Sufism which had a fairly strong hold in the Pakistani territory for centuries, began to lose its charm in late 1970s. The exposure of Pakistanis to orthodox Islam because of travelling to the Middle East, the mushrooming of madrasas funded by Saudi petro dollars in the absence of robust education system and the rise of Zia ul Haq sounded the death knell for this very indigenous version of Islam.
The frequency of assaults now shows that the puritans are winning and spreading roots even in areas like rural Sindh which were hitherto out of their reach. The idea is to threaten, coax and force people to give up passive and personal spiritualism - which welcomes people of all faiths and both the genders - and to toe their line of hardline Islam where women are invisible in openly practising religion and Hindus, Shias, Christians etc. are not welcome unless they too convert.

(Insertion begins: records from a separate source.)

PR #3006, opened 2023-09-03
Update Russian translation

shikulja:


stenzek:
Not sure why you need to ignore .qm? The only qm files should be in directories which are already ignored.

shikulja:
Before committing, I create a qm file for testing. He often asks to be added to commits too
image

stenzek:
Sounds like a local issue then. Please drop that commit.

shikulja:
GitHub Desktop + win11 nothing special

PR #3009, opened 2023-09-05

andercard0:
Alterado/Atualizado
- Opções do modo big duck mode. adicionadas

Missing Strings or not translateable:
- Rewind is not enable. Please note that enabling rewind may significantly increase system requriments. (in configuration settings)
- Rendering (in video options)

Text title
- PGXP (Precision Geometry Transform Pipeline)
- Input sources (in controller options tab)
- Not inverted

Shortcut configuration options
- Settings and operations (Text title)
- Settings (Text title)
- Account
- Current game

@stenzek let me know how to do it when you can so I do it myself next time a see a untranslatable string please?!


stenzek:
Should be fixed in https://github.com/stenzek/duckstation/commit/99c30b1e80e5a35077077be9f0fa665bd7d9fe4c

PR #3072, opened 2023-12-18

zkdpower:
i found a rewind bug, i.e——pressing the rewind hotkey unreleasly to Original place will cause the app crash/dead.


zkdpower:
in latest 0.6234 version, pressing the rewind hotkey unreleasly now result a new break, and tips
Assertion failed:'block>next_block_in_page' in function CreateBlock (cpu_code_cache.cpp:430)

stenzek:
Should be fixed now.

PR #3078, opened 2023-12-26
Update ts files

andercard0:
Remove obsolete strings for all available language files.


stenzek:
Might need to reset your fork, seems to have made a dog's breakfast of some of my earlier commits (probably from the force pushes..).

Committed in https://github.com/stenzek/duckstation/commit/489235f48a593f208e722c4c0ce67a31736d8bec

andercard0:
> Might need to reset your fork, seems to have made a dog's breakfast of some of my earlier commits (probably from the force pushes..).
> 
> Committed in https://github.com/stenzek/duckstation/commit/489235f48a593f208e722c4c0ce67a31736d8bec

Strange, this one is already the new one. I will do it again later.

PR #3089, opened 2024-01-19
Add debanding option to improve gradient smoothness with truecolor

Calinou:
This option only has an effect if true color is also enabled.

Most PS1 games don't exhibit that much banding with true color, but there are particular cases where flickering induced by a lack of color precision is visible, such as Driver in its nighttime levels. You may also notice more banding if you play with bilinear texture filtering enabled, in which case debanding will help.

Compared to the existing deband post-processing shader, this works with internal rendering which makes it both faster and more precise. No loss of detail occurs, and no tweaking of thresholds is required.

The option is disabled by default as its effect is subtle in most games, and it increases the file size of screenshots due to the subtle dithering pattern.

The debanding algorithm used is very fast (only a handful of instructions), and is also the one that happens to be used in Godot :slightly_smiling_face: 

## Preview

*Click to view at full size.*

Before | After
-|-
driver_without_debanding | driver_debanding

This kind of flickering on the parking lot's floor and ceiling completely goes away once debanding is enabled:

https://github.com/stenzek/duckstation/assets/180032/ee325ce0-ddbc-41a3-8452-7472e8de7ff9

### DIFF
--- a/src/core/fullscreen_ui.cpp
+++ b/src/core/fullscreen_ui.cpp
@@ -3997,6 +3997,10 @@ void FullscreenUI::DrawDisplaySettingsPage()
                     FSUI_CSTR("Disables dithering and uses the full 8 bits per channel of color information."), "GPU",
                     "TrueColor", true, is_hardware);
 
+  DrawToggleSetting(bsi, FSUI_CSTR("True Color Debanding"),
+                    FSUI_CSTR("Applies modern dithering techniques to further smooth out gradients when true color is enabled."), "GPU",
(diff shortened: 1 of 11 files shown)


stenzek:
Sounds good, thanks for this!

Some minor UI changes, like having true colour disabled should disable banding, but I'll sort that out post-merge.

I also wonder if it would be better to apply after the texture modulation step, rather than to the two independently, since that would increase the visibility of the dithering pattern.

Linux CI fail is unrelated to these changes.

PR #3092, opened 2024-01-21
VulkanDevice: Accelerate texture downloads with `VK_EXT_external_memory_host`

Wunkolo:
With [VK_EXT_external_memory_host](https://registry.khronos.org/vulkan/specs/1.3-extensions/man/html/VK_EXT_external_memory_host.html), host memory can be directly imported into a `VkDeviceMemory`/`VkBuffer` without the need to allocate or copy from staging memory. When [minImportedHostPointerAlignment](https://registry.khronos.org/vulkan/specs/1.3-extensions/man/html/VkPhysicalDeviceExternalMemoryHostPropertiesEXT.html#_members) matches the page-size of the system, then basically _any_ host pointer can be imported into Vulkan by importing the entire span of `PAGE_SIZE`-chunks of memory into Vulkan and offsetting into it.

In the case of large texture downloads like upscaled screenshots, this saves a good chunk of memory from having to be allocated by directly writing texture-data into `void* out_data`.

This could work for any kind of CPU<->GPU transfer too.

### DIFF
--- a/src/util/vulkan_device.cpp
+++ b/src/util/vulkan_device.cpp
@@ -2952,6 +2952,90 @@ void VulkanDevice::RenderBlankFrame()
   InvalidateCachedState();
 }
 
+bool VulkanDevice::TryImportHostMemory(const void* data, u32 data_size, VkBufferUsageFlags buffer_usage,
+                                       VkDeviceMemory* out_memory, VkBuffer* out_buffer, u32* out_offset)
+{
+  if (!m_optional_extensions.vk_ext_external_memory_host)
+    return false;
+
+  // Align to the nearest page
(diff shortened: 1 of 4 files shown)


stenzek:
I suspect creating a new buffer for every download may negate the benefit of going direct to client memory in the first place.

The ideal way of handling this would probably to have a "DownloadTexture" abstraction like I did for PCSX2, which either creates a shadow buffer, or imports the client VRAM buffer.

stenzek:
I've implemented aforementioned download texture concept now, so we can close this PR. I did cherry-pick the enablement commits, however, so thanks for that!

PR #3113, opened 2024-02-05
Qt: Icon updates

kamfretoz:
This PR backport the updated icons from PCSX2

Here's some preview:
- New cheat icons
image

- New Analog OSD icon
Screenshot_20240205_201403

- New Advanced icon 
image

- New memcard and gamepad icon for BPM
Screenshot_20240205_203932

And some refinements here and there.


stenzek:
Could you add whatever you changed in font awesome to promptfont instead? Not a fan of modifying the binary file without any way of rebuilding it - the changes will get lost.

Could use the same code point, just swap the macro out for PF instead of FA.

kamfretoz:
Updated, FontAwesome remains untouched.

Screenshot_20240207_211642

zkdpower:
this icon's white background is different.

kamfretoz:
I'll look into it

kamfretoz:
All good now.

Screenshot_20240215_214556

src/duckstation-qt/debuggerwindow.ui
```diff
@@ -366,98 +361,91 @@
...
    <property name="icon">
-    <iconset resource="resources/resources.qrc">
-     <normaloff>:/icons/debug-step-out.png</normaloff>:/icons/debug-step-out.png</iconset>
+    <iconset theme="debug-step-out-line"/>
    </property>
    <property name="text">
     <string>Step Out</string>
    </property>
    <property name="toolTip">
-    <string>Step O&amp;ut</string>
```
stenzek, line 376: These should be on the text instead of the tooltip, I'm guessing.

src/duckstation-qt/debuggerwindow.cpp
```diff
@@ -251,10 +251,10 @@ void DebuggerWindow::onCodeViewContextMenuRequested(const QPoint& pt)
   menu.addAction(QStringLiteral("0x%1").arg(static_cast<uint>(address), 8, 16, QChar('0')))->setEnabled(false);
   menu.addSeparator();
 
-  QAction* action = menu.addAction(QIcon(":/icons/media-record@2x.png"), tr("Toggle &Breakpoint"));
+  QAction* action = menu.addAction(tr("Toggle &Breakpoint"));
   connect(action, &QAction::triggered, this, [this, address]() { toggleBreakpoint(address); });
 
-  action = menu.addAction(QIcon(":/icons/debug-run-cursor.png"), tr("&Run To Cursor"));
+  action = menu.addAction(tr("&Run To Cursor"));
```
stenzek, line 257: Was removing the icons here intentional? You can use QIcon::fromTheme to create a light/dark icon.

kamfretoz: Whoops, i thought we don't need it since the theme is already defined on the .ui file

stenzek: This one's being created in the CPP file, not ui

kamfretoz: Just noticed that its for the context menu icon, fixed:

image

src/duckstation-qt/debuggerwindow.ui
kamfretoz: That does it.

image

PR #3136, opened 2024-03-17
Update fullscreen_ui.cpp

xujibbs:
make more strings translatable


stenzek:
Just defining the strings is insufficient, you need to change the sites where they're actually used (using the appropriate `FSUI_` macro). Then you can run the `generate_fullscreen_ui_translation_strings.py` script (under `scripts`) to update the string table.

xujibbs:
I was unable to change the sites, if possible, please help to fulfil the missing strings. Duckstation is a great Artwork, hoping to own a perfect localization.

stenzek:
Done in https://github.com/stenzek/duckstation/commit/3085172ffd20b8c3e4f87a5758448302f4aa209a.

PR #3150, opened 2024-04-04
[Cheat DB] Update

andercard0:
Various codes from discord cheat-workshop by: Teh69thSpartan added. cheat Credits :hugopocked


andercard0:
As discussed in discord, these codes need a bit of refactoring which will be done properly by Pugsy in the future, closing it since it's not much useful right now.

PR #3171, opened 2024-04-12
Renamed Mem Scanner Op Text&added Virtual Address

PugsyMAME:
Renamed the Memory Scanner Operator Text for clarity. Replaced '...' with 'Value' and 'Previous' with 'Previous Result'.
Also changed "Any Value" to "Any Value ('New Search' or 'Reset Result Value')", "Any Value" should really be at the top of the index and the Previous Results should come before the other Value operators. But that's a job for another time.

The Virtual Address extra will display the virtual address of DuckStation's PSX RAM so it can be easily edited with the likes of HXD or another tool where the location of the virtual memory needs to be known.

### DIFF
--- a/src/core/cheats.h
+++ b/src/core/cheats.h
@@ -204,22 +204,22 @@ class MemoryScan
 public:
   enum class Operator
   {
-    Equal,
-    NotEqual,
-    GreaterThan,
-    GreaterEqual,
-    LessThan,
-    LessEqual,
-    IncreasedBy,
-    DecreasedBy,
-    ChangedBy,
-    EqualLast,
-    NotEqualLast,
-    GreaterThanLast,
-    GreaterEqualLast,
+    Any,
     LessThanLast,
     LessEqualLast,
-    Any
+    GreaterThanLast,
+    GreaterEqualLast,
+    NotEqualLast,
+    EqualLast,
+    DecreasedBy,
+    IncreasedBy,
+    ChangedBy,
+    Equal,
+    NotEqual,
+    LessThan,
+    LessEqual,
+    GreaterThan,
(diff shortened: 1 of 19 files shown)


PugsyMAME:
Ideally I'd like to change the order as Previous Results comparisons are more useful and should be before Value comparisons. 

Exception: Any Value - is ideal to be used as for 'New Search' and should be at the top.  It's also useful when you are not sure if you've messed up and you don't want to screw up the current search.

Can't seem to locate how the index of the "Operator:" is tested. For the above PR I did the change semi-manually....I don't know if there's some automated method of updating the location line in the 16 translation files - if there's not it could be quite error prone I guess.

Existing Order (but new names):-

```
Equal to Value
Not Equal to Value
Greater Than Value
Greater or Equal to Value
Less Than Value
Less or Equal to Value
Increased By Value
Decreased By Value
Changed By Value
Equal to Previous Result (Unchanged Value)
Not Equal to Previous Result (Changed Value)
Greater Than Previous Result
Greater or Equal to Previous Result
Less Than Previous Result
Less or Equal to Previous Result
Any Value ('New Search' or 'Reset Result Value')
```

Better Order:-

```
Any Value ('New Search' or 'Reset Result Value') 
Greater Than Previous Result
Greater or Equal to Previous Result
Less Than Previous Result
Less or Equal to Previous Result
Not Equal to Previous Result (Changed Value)
Equal to Previous Result (Unchanged Value)
Increased By Value
Decreased By Value
Changed By Value
Equal to Value
Not Equal to Value
Greater Than Value
Greater or Equal to Value
Less Than Value
Less or Equal to Value
```

PR #103, opened 2018-01-13
Fixups for rust/cargo building

bryteise:
Improve rust/cargo support by:
1) Better handling only toplevel Cargo configuration files for dependency
lookup.
2) Adding runtime requirements for buildreq packages in order to get
dependencies from non directly dependent packages resolved.
3) Add cargo as a buildreq for rust packages to handle the rustc/cargo
split.
4) Add cargo detection from failed_commands.
5) Fix rust source directory destination to not append version in case
the package name already had version information in it.
6) Get name and version information from crates.io package files.

---
Can split up this into individual patches if wanted but thought
generic rust support would be easier to see in one patch.

### DIFF
--- a/autospec/buildreq.py
+++ b/autospec/buildreq.py
@@ -224,6 +224,7 @@ def parse_cargo_toml(filename):
     """
     global cargo_bin
     buildpattern.set_build_pattern("cargo", 1)
+    add_buildreq("cargo")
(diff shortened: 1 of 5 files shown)


matthewrsj:
Without being very familiar with rust and cargo, these changes are innocuous enough and make sense to me. +1

PR #105, opened 2018-01-17
Add 32bit versions of make/make_install args

bryteise:
Add make32_args and make32_install_args config file handling to allow
specific options to be passed that are specific to the 32bit builds.


autospec/config.py
```diff
@@ -484,7 +486,9 @@ def parse_config_files(path, bump, filemanager):
     global profile_payload
     global config_opts
     global extra_make
+    global extra32_make
```
matthewrsj: another `global...` 😭 

JK, I'm the biggest offender here.

PR #106, opened 2018-01-17
Respect [autospec][urlban] for archive URLs

### LINKED ISSUE #104: urlban not recognized for --archives values
If I set [autospec][urlban], I would expect the urlban subsitution to happen for the URL(s) passed to --archives.

matthewrsj:
Fixes #104


matthewrsj:
Nope, there is an error here.

Issue #83, opened 2017-12-05
Make default keyring the target repository


matthewrsj:
Tell GPG to check the package repository (target) first before using the autospec keyring.

matthewrsj:
Fixed by #109

PR #109, opened 2018-01-18
Change default keyring to package directory

matthewrsj:
Instead of relying on a centralized keyring that resides in the autospec
repository, make the default keyring the package directory itself. Any
key imports will be to the package repository and will be committed as
part of the automatic autospec commit.

Retain the autospec repo keyring as a fallback keyring when the public
key does not exist in the package repo.

### DIFF
--- a/autospec/pkg_integrity.py
+++ b/autospec/pkg_integrity.py
@@ -45,6 +45,7 @@ RUBYORG_API = "https://rubygems.org/api/v1/versions/{}.json"
 PYPIORG_API = "https://pypi.python.org/pypi/{}/json"
 KEYID_TRY = ""
 KEYID = ""
+IMPORTED = ""
 EMAIL = ""
 GNUPGCONF = """keyserver keys.gnupg.net"""
 CMD_TIMEOUT = 20
@@ -606,6 +607,7 @@ class InputGetter(object):
 
 
 def attempt_key_import(keyid, key_fullpath):
+    global IMPORTED
     print(SEPT)
     ig = InputGetter('\nDo you want to attempt to import keyid {}: (y/N) '.format(keyid))
     import_key_answer = ig.get_answer()
@@ -630,6 +632,7 @@ def attempt_key_import(keyid, key_fullpath):
         print("\n", content)
         ig = InputGetter(message='\nDo you want to keep this key: (Y/n) ', default='y')
         if ig.get_answer() is True:
+            IMPORTED = content
             return True
         else:
             os.unlink(key_fullpath)
--- a/autospec/pkg_integrity.py
+++ b/autospec/pkg_integrity.py
@@ -47,7 +47,6 @@ KEYID_TRY = ""
 KEYID = ""
 EMAIL = ""
 GNUPGCONF = """keyserver keys.gnupg.net"""
-PUBKEY_PATH = '/'.join([os.path.dirname(os.path.abspath(__file__)), "keyring", "{}.pkey"])
 CMD_TIMEOUT = 20
 ENV = os.environ
 INPUT_GETTER_TIMEOUT = 60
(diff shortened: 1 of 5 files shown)


matthewrsj:
Fixes #83

autospec/pkg_integrity.py
```diff
@@ -754,6 +759,8 @@ def get_integrity_file(package_path):
 
 
 def check(url, download_path, interactive=True):
+    global PUBKEY_PATH
+    PUBKEY_PATH = os.path.join(download_path, "{}.pkey")
```
bryteise: This feels not right. I'd think that the GPGVerifier should probably store the PUBKEY_PATH in the object instead of having it set in check and be global (and also having the string contain an embedded format specifier).

from_disk and from_url are the only callers who need to create the object and both have the path in their argument list. Also reduces a global, what do you think?

matthewrsj: Agree, done

matthewrsj:
> Not related but should we start to clean up old public keys and old tar file signatures that are no longer used?

Yes I think so, I was going to remove my public key after this is merged as a separate PR.

autospec/pkg_integrity.py
```diff
@@ -468,15 +471,20 @@ def verify(self, recursion=False):
...
+        pub_key = self.get_pub_key(self.pubkey_path)
         EMAIL = parse_key(pub_key, r':user ID packet: ".* <(.+?)>"\n')
-        if not pub_key or os.path.exists(pub_key) is False:
-            key_id = get_keyid(self.package_sign_path)
-            self.print_result(False, 'Public key {} not found in keyring'.format(key_id))
-            if self.interactive is True and recursion is False and attempt_key_import(key_id):
-                print(SEPT)
-                return self.verify(recursion=True)
-            return None
+        if not pub_key or not os.path.exists(pub_key):
```
bryteise: Hrm still seems clunky... Also I don't think EMAIL should be set until after this block since it may not be valid (and since EMAIL is global could potentially be a problem later on).

What about having the pub_key and fallback_pubkey be set in the object, don't even need the get_pub_key function at all then. Gets rid of the extra format for key_fullpath too I think. You can get the keyid as part of the init  since that wouldn't ever change.

autospec/pkg_integrity.py
```diff
@@ -468,16 +471,19 @@ def verify(self, recursion=False):
...
-        if not pub_key or os.path.exists(pub_key) is False:
-            key_id = get_keyid(self.package_sign_path)
-            self.print_result(False, 'Public key {} not found in keyring'.format(key_id))
-            if self.interactive is True and recursion is False and attempt_key_import(key_id):
-                print(SEPT)
-                return self.verify(recursion=True)
-            return None
-        sign_status = verify_cli(pub_key, self.package_path, self.package_sign_path)
+        pubkey_loc = self.pubkey_path
+        EMAIL = parse_key(pubkey_loc, r':user ID packet: ".* <(.+?)>"\n')
```
bryteise: EMAIL should be moved to just before sign_status is assigned I think.

autospec/pkg_integrity.py
```diff
@@ -468,16 +471,19 @@ def verify(self, recursion=False):
...
+        if not os.path.exists(pubkey_loc):
+            print_info("public key not in default keyring, checking fallback keyring")
+            pubkey_loc = self.fallback_pubkey_path
+            EMAIL = parse_key(pubkey_loc, r':user ID packet: ".* <(.+?)>"\n')
```
bryteise: That way you don't need to have this line I'm pretty sure.

bryteise:
Looks good in theory now aside from my last comment, just need to get tests passing again.

matthewrsj:
@bryteise sorry about that. Fixed now.

bryteise:
+1

PR #110, opened 2018-01-18
Add --fingerprint output when importing pubkeys

### LINKED ISSUE #79: Print fingerprint when importing new public keys
When autospec tries to verify a signature created with an unrecognized key pair, it will download the public key and display some of its metadata so the user can decide whether or not to import the key. It would be nice to also print the key's fingerprint so that the user can cross-reference a PGP key server and make a more informed decision on this process.

matthewrsj:
Fixes #79

Print the key's fingerprint so the user can cross-reference a PGP key
server and make a more informed decision to import the public key.

### DIFF
--- a/autospec/pkg_integrity.py
+++ b/autospec/pkg_integrity.py
@@ -130,10 +130,20 @@ class GPGCli(object):
 
     def display_keyinfo(self, keyfile):
         args = self.args + ['--list-packet', keyfile]
-        output, err, code = self.exec_cmd(args)
-        if code == 0:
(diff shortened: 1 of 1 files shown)


matthewrsj:
That is a good point about 60 seconds not being long enough, but I think that needs some discussion. Do we want to wait indefinitely so the user can research? Do we want to just exit right then and provide the user with the command to import themselves? Or do we just want to give them some amount of time to make a decision (like 60 seconds...?)

Regardless, out of scope for this PR. Merging...

PR #111, opened 2018-01-18
Remove Matthew Johnson public key

matthewrsj:
Now that these keys can exist in the individual package repos, remove my
key from the global autospec keyring.


matthewrsj:
Merging this...

PR #112, opened 2018-01-19
Improve instructions for --skip-git

matthewrsj:
The user should be told they need to add relevant files before they
commit.


bryteise:
+1 do we eventually want to add which files are relevent/required for autospec?

matthewrsj:
Yes a `git_add(noop=False)` function might be nice. If `noop == True` it could just print out what files to add. Regardless, a feature for another time.

PR #122, opened 2018-02-14
Add support for qmake-based projects

thiagomacieira:
qmake uses project files called *.pro, which we detect at the top-level,
so long as there's no configure script also present. We scan the *.pro
files for QT{,_PRIVATE,_FOR_CONFIG} += lines, which will give us the
extra dependencies, then convert from the qmake internal name to the
pkgconfig name.

This build pattern works for all Qt 5.10 modules, except that it
concludes that a module depends on itself, if it has a library depending
on another library that it's also building (example: libQtQuick.so
depends on libQtQml.so). For those modules, it's necessary to list the
libraries that are product of the package in the pkgconfig_ban file.


autospec/qt-modules.txt
```diff
@@ -0,0 +1,61 @@
+3danimation Qt53DAnimation
```
matthewrsj: Can you please change the format of this file to
```
# comment explaining the purpose and format of this file
key, value
key, value
...
```
to be consistent with the other configuration files in autospec (`failed_commands`, `maven_jars`). Then the file can be read in using `config.read_pattern_conf()`.

matthewrsj: You can also drop the `.txt` extension as it isn't needed.

thiagomacieira: Will do.

matthewrsj:
Thanks for making those changes, +1.

PR #124, opened 2018-02-15
Remove the shared keyring.

busykai:
Keys now must be stored in the individual packages. autospec will import them
there (as opposed to this central location). Packages were updated with their
current pub keys where possible.

@matthewrsj


busykai:
Heh, will fix the test now.

busykai:
is a fallback that is not shared automatically (like keyring we distributed with autospec) useful at all? that is, if i have my local fallback location, it makes autospec'ing packaging non-reproducible on other machines.

i actually thought about removing the code that looks into autospec's keyring altogether (after a grace period).

matthewrsj:
I'd actually be completely fine with removing the fallback keyring logic. No need for a grace period, you already removed all the fallback keys. It just should be noted that right now we provide a fallback in the code but not in reality.

I think it makes sense to just allow the keys to sit in the package trees. These pubkeys should be approved on a per-package basis not on a per-key basis.

PR #126, opened 2018-02-21
files: exclude /usr/lib{,32,64}/pkgconfig files

mrkz:
These files are not required (as they're just copies of
/usr/lib64/pkgconfig/ files). So we exclude them by default.

### DIFF
--- a/autospec/files.py
+++ b/autospec/files.py
@@ -178,6 +178,11 @@ class FileManager(object):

The crux of the matter is this. Where does Pakistan want to see itself in future? Does it want to retain its vernacular identity and history where moderate Islam held sway or does it want to become an image of Saudi Arabian concepts.
In recent years, governments have begun to feel the pain of extremism and found that groups like Tehreek-i-Taliab-Pakistan, ISIS and sectarian groups like Lashkar-e-Jhangvi may be becoming entities that are too hot to handle. Fundamentalism, clearly, will consume not just Pakistan’s ethnicity but the country itself.
Unfortunately, statistics reveal a horror story. The minority population in Pakistan has shrunk from 24% in 1947 to just about 4% now. Madrasas that promote puritan Islam which were about 8000 immediately after Independence have presently bloated to 2,15,000.
For a more moderate future, investing in traditional Islam and propagation of Sufism will help the common man remain liberal. Because the moment the man on the street starts turning radical, Pakistan will be caught in a vortex of violence that is already pulling it towards its centre.
Pakistan needs more Sehwans, where men and women can dance together. Where Muslims, Hindus and Christians practice spirituality with the same ardour and where the keeper of the shrine is still a Hindu.
Sufism and Barelvi Islam are the very antidotes that Pakistan needs to stay away from the path of destruction. The country needs to wake up and wake up fast to ebb the decay of these moderate facets of Islam. It needs to enlist the support of the Pakistani citizen - the poor, middle class and rich – in preserving the middle path.
The road ahead will not be easy. Pakistan has come down the lane of radicalisation too far. Benazir Bhutto is an example of this. Visiting Qalandar’s shrine, she sat crying in front of the Sufi’s tomb asking questions about her future. Sometime later she was assassinated.
For Pakistan, the war of ideologies will be a make or break one. It will be an arduous task to reverse the current, but it must be done.
Because the question is of survival.